Discussion
Both PCD and PID are part of the spectrum of suppurative lung diseases that describes individuals with persistent productive cough, recurrent pneumonia, and often bronchiectasis [3]. The PCD diagnostic testing guidelines acknowledge the importance of considering immunodeficiency testing especially when initial PCD genetic testing is not confirmatory[4]. Our cases further emphasize this recommendation, as both children presented with clinical symptoms that were consistent with PCD and with initial low nNO levels but were both later confirmed to have the same specific immunodeficiency.
The APDS1 is a primary immunodeficiency syndrome resulting from autosomal dominant heterozygous pathogenic variants. Affected individuals typically have abnormal lymphocyte subsets and develop recurrent sinopulmonary infections and often bronchiectasis. Other features include chronic diarrhea, recurrent viral infections and lymphadenopathy, as was noted in our second case, a clinical feature not routinely observed in PCD. Clinical features of PCD often overlap with those of PID. Organ laterality abnormalities and unexplained neonatal respiratory distress are more specific but not universal presentations of PCD and thus cannot always be used to differentiate from immunodeficiency. In individuals >5 years and with PCD, nNO values are persistently low [5] and thus the normalization in our first case was not consistent with a diagnosis of PCD. Confirmatory genetic testing and if needed ciliary EM studies following initial low nNO testing is recommended. When this testing fails to confirm a diagnosis of PCD, the differential should be expanded to include immunodeficiency while nNO testing continues to be repeated.

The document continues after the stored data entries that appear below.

PR #474, opened 2022-08-08
Only show legend-container above right panel when editing

will-moore:
This fixes a minor issue where the right-panel (or part of it like a drop-down list) falls behind the legend button (see screenshot). Only happens when the screen is small and/or the drop-down list is longer (see #472):

Screenshot 2022-08-08 at 14 10 46

With the fix, the legend controls and the legend itself only shows above the right panel when you are editing the legend.

### DIFF
--- a/omero_figure/static/figure/css/figure.css
+++ b/omero_figure/static/figure/css/figure.css
@@ -139,7 +139,7 @@
 
     /* -- Legend -- */
     .legend-container {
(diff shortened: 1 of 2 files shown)


pwalczysko:
Tested on merge-ci, compared with latest-ci where I was able to repeat the bug.

LGTM

pwalczysko (approved):

PR #9943, opened 2024-07-30
fix: Fine-tune thread summary box design

ChristophWurst:
* Increase information density
* Fix the heading case
* Make the assistant bubble a NcChip

| Before | After |
|--------|--------|
|Bildschirmfoto vom 2024-07-30 11-18-23 | Bildschirmfoto vom 2024-07-30 11-17-47 | 

10px padding make the elements align with the buttons below

image

### DIFF
--- a/src/components/ThreadSummary.vue
+++ b/src/components/ThreadSummary.vue
@@ -6,11 +6,9 @@
 	<div class="summary">
 		<div class="summary__header">
 			<div class="summary__header__actions">
-				<span class="summary__header__actions__brand">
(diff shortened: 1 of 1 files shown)


jancborchardt (approved):
Looks much nicer already! Moving to variables is a separate step I assume?

Similar for the whitespace above "Thread summary", which could be reduced to be the same as below the heading.

ChristophWurst:
> Moving to variables is a separate step I assume?

Yes: https://github.com/nextcloud/mail/issues/9944

PR #9956, opened 2024-08-01
Thread: make recipient bubbles prettier

GVodyanov:
For https://github.com/nextcloud/groupware/issues/80#issuecomment-2252284378

| After | Before |
| - | - |
| image | image |

### DIFF
--- a/src/components/Thread.vue
+++ b/src/components/Thread.vue
@@ -480,19 +480,26 @@ export default {
 }
 
 .avatar-header {
-	max-height: 24px;
+	height: var(--default-clickable-area);
 	overflow: hidden;
+	display: flex;
+	align-items: stretch;
 }
 .avatar-more {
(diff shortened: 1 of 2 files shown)


src/components/Thread.vue
```diff
@@ -501,8 +501,21 @@ export default {
...
+	border-radius: var(--border-radius-large);
+	padding: calc(var(--default-grid-baseline) / 2);
+}
+
+.v-popper__popper--shown .user-bubble__wrapper {
+	margin-right: 0 !important;
 }
+
+.user-bubble__content {
+	height: unset !important;
```
ChristophWurst, line 515: According to https://nextcloud-vue-components.netlify.app/#/Components/NcUserBubble there is also a size prop for the user bubble

ChristophWurst (approved):

PR #9991, opened 2024-08-13
fix: case insensitive comparison for contact emails

hamza221:
- Make email comparison case insensitive 
- refactor to use singular form and remove trailing comma in case of one mail address in the address book


ChristophWurst (approved):
Bonus points for a unit test that covers this case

These two cases are the first reports of APDS1 presenting as PCD with initial low nNO testing; however other immunodeficiencies presentations have been reported in a similar manner including GATA2, RAG1, and polysaccharide antibody deficiency [2, 6]. These cases represent notable exceptions as there is evidence that nNO testing does have the ability to distinguish between PCD and many other cases of PID[6] and is still a useful diagnostic test, as illustrated in our first case in which the normalization of values prompted further work-up.
In conclusion, clinical features associated with PCD may overlap with PID and thus careful considerations are needed until a specific disease is confirmed. Nasal nitric oxide testing is a useful diagnostic tool in the work-up of individuals suspected to have PCD, but positive results need to be further confirmed with either genetic testing or ciliary EM. When PCD confirmatory testing is not conclusive, repeat nNO testing over time while considering an alternative diagnosis is strongly recommended.